**Given entries:**
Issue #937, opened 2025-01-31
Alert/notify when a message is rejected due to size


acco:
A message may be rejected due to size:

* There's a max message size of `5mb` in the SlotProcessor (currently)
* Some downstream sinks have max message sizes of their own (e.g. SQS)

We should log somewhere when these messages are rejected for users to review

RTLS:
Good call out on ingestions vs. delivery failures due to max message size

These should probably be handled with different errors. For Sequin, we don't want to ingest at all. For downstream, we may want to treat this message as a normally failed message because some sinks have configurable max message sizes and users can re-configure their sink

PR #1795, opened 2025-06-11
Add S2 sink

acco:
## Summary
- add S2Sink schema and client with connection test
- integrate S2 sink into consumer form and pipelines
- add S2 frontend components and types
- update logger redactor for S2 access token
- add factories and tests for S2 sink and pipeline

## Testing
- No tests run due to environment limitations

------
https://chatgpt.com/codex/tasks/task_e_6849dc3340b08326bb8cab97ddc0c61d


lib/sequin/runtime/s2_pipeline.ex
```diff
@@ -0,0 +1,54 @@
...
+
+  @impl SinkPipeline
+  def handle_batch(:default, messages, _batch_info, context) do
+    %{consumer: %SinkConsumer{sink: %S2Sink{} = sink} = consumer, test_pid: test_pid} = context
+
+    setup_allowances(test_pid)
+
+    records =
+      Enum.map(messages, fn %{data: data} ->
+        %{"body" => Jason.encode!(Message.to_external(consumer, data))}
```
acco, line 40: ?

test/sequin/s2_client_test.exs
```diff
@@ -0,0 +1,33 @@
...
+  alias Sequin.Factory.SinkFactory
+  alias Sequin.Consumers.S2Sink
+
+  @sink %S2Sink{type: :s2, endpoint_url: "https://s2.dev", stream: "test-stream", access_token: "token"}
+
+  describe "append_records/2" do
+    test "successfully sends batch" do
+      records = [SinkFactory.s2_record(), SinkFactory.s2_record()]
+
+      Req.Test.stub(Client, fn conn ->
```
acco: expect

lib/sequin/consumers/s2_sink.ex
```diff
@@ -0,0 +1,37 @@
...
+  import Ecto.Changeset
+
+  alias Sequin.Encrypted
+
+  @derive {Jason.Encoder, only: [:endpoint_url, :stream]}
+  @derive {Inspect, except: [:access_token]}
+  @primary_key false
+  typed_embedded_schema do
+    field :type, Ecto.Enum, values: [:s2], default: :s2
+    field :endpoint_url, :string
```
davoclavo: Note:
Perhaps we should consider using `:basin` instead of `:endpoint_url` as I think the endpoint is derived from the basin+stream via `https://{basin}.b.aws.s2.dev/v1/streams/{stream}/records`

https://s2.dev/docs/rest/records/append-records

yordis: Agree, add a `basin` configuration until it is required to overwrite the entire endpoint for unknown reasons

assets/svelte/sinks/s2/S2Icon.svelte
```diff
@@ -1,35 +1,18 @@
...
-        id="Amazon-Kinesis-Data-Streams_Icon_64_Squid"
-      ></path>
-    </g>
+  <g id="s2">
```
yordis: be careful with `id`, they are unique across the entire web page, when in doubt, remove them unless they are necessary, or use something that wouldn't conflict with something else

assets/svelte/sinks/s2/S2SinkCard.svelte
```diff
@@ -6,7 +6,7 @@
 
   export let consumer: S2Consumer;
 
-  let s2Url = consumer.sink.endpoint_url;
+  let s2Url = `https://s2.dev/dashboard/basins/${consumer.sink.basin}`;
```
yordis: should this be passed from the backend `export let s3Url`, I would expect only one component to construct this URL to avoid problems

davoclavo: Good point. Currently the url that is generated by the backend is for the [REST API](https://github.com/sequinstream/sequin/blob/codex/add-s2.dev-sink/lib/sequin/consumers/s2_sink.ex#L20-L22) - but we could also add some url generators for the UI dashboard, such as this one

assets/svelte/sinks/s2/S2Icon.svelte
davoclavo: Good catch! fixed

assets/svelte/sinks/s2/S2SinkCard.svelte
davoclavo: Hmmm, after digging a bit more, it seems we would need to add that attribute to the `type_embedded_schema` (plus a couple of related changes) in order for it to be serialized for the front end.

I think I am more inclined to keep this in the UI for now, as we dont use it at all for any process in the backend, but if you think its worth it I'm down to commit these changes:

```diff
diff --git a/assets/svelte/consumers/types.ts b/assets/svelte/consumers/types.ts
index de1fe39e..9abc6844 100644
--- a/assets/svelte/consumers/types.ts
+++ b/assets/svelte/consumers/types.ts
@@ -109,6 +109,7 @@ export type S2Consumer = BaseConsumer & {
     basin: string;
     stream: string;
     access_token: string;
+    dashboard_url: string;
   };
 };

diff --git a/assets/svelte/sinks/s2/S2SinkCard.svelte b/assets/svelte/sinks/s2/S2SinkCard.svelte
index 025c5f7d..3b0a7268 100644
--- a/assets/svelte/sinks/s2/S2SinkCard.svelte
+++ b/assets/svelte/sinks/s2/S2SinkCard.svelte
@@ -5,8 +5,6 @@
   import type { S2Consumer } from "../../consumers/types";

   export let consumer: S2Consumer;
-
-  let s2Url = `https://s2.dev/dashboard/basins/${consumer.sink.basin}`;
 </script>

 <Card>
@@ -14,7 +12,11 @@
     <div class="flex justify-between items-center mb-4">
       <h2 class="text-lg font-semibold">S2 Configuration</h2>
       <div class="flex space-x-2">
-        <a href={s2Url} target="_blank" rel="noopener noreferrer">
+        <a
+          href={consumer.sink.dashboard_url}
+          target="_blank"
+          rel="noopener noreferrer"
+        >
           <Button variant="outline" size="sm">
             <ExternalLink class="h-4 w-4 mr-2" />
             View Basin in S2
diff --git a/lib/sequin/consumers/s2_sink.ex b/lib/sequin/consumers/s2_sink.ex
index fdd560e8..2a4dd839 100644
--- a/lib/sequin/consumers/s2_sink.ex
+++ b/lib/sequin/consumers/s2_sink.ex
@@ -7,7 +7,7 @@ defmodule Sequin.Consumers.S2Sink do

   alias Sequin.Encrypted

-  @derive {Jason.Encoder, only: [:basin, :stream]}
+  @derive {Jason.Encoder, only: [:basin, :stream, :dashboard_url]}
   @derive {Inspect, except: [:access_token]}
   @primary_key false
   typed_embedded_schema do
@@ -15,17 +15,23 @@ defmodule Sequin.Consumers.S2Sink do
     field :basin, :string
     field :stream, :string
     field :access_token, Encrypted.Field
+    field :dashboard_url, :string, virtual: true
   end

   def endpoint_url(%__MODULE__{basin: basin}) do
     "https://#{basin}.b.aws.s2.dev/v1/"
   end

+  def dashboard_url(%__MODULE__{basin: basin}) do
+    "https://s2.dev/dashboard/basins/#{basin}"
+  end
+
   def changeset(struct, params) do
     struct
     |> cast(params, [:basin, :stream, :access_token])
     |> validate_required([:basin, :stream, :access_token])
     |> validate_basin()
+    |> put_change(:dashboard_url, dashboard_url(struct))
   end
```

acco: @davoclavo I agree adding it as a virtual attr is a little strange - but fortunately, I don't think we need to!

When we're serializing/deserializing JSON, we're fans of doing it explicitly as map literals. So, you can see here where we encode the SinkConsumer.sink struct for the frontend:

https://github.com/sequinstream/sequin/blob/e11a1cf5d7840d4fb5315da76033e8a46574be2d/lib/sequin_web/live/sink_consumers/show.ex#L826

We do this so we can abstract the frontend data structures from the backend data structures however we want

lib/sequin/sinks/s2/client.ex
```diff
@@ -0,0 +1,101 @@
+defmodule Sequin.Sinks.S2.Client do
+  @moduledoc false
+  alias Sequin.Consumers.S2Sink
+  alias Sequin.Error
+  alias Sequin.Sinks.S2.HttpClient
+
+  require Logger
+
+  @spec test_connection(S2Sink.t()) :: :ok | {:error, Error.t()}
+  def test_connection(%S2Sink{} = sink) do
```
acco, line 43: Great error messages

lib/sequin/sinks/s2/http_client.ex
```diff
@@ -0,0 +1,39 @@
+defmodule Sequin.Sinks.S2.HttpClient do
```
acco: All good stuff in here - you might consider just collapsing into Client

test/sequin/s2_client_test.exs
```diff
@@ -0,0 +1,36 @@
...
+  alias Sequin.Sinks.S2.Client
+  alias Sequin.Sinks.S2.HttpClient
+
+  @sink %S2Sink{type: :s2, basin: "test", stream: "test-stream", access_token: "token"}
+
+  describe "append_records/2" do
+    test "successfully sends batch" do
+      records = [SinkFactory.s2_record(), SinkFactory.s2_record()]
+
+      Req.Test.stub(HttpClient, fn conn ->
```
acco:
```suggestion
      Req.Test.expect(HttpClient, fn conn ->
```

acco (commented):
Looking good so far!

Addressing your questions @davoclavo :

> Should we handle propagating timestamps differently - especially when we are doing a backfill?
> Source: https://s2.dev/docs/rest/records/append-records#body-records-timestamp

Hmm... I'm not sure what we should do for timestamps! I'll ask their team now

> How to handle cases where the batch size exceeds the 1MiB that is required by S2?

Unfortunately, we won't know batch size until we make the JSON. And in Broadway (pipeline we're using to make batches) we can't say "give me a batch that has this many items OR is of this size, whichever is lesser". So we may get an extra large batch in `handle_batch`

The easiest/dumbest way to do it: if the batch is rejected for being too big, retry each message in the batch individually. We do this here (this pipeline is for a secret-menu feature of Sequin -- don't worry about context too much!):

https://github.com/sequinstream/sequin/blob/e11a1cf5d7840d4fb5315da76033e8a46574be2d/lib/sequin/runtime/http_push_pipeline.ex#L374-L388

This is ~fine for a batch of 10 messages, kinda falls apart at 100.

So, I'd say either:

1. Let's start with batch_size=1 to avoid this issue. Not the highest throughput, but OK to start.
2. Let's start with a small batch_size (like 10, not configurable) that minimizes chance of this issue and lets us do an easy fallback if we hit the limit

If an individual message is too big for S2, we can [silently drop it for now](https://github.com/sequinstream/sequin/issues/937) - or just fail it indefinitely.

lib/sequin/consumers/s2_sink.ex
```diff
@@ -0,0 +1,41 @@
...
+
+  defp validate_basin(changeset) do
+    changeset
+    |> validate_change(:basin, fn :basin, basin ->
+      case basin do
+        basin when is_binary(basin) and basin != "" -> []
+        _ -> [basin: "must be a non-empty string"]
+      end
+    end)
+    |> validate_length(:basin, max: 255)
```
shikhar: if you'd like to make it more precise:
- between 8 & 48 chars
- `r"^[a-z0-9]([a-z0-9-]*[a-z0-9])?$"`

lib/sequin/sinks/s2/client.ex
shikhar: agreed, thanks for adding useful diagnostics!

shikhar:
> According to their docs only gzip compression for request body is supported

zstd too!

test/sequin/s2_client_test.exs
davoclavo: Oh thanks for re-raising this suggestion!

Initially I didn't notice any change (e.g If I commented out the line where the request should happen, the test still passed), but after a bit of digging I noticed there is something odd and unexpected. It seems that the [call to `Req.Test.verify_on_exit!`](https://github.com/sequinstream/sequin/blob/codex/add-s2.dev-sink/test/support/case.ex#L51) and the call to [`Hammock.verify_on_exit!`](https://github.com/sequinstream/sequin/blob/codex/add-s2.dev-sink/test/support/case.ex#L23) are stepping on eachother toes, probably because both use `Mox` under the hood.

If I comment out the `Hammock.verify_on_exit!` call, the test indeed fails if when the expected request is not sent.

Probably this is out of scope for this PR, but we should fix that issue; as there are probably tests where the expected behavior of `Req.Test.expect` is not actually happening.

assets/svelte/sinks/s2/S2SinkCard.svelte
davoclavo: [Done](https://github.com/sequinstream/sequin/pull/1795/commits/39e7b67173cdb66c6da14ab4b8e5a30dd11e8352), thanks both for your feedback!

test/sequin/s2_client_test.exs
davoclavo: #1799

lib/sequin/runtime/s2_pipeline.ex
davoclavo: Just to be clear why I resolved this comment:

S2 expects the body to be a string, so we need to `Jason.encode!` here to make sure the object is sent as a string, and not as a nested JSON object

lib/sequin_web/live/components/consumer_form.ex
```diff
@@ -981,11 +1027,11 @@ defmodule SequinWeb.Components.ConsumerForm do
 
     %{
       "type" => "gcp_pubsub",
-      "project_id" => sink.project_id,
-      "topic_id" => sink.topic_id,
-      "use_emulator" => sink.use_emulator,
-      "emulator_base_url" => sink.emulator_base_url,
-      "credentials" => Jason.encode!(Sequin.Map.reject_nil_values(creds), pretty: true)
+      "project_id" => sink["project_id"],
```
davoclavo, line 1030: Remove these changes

**Task item:**
Among the entries above, find every line holding "string" and copy it.

**Problem solution:**
+    field :endpoint_url, :string
     basin: string;
     stream: string;
     access_token: string;
+    dashboard_url: string;
     field :basin, :string
     field :stream, :string
+    field :dashboard_url, :string, virtual: true
+        _ -> [basin: "must be a non-empty string"]
S2 expects the body to be a string, so we need to `Jason.encode!` here to make sure the object is sent as a string, and not as a nested JSON object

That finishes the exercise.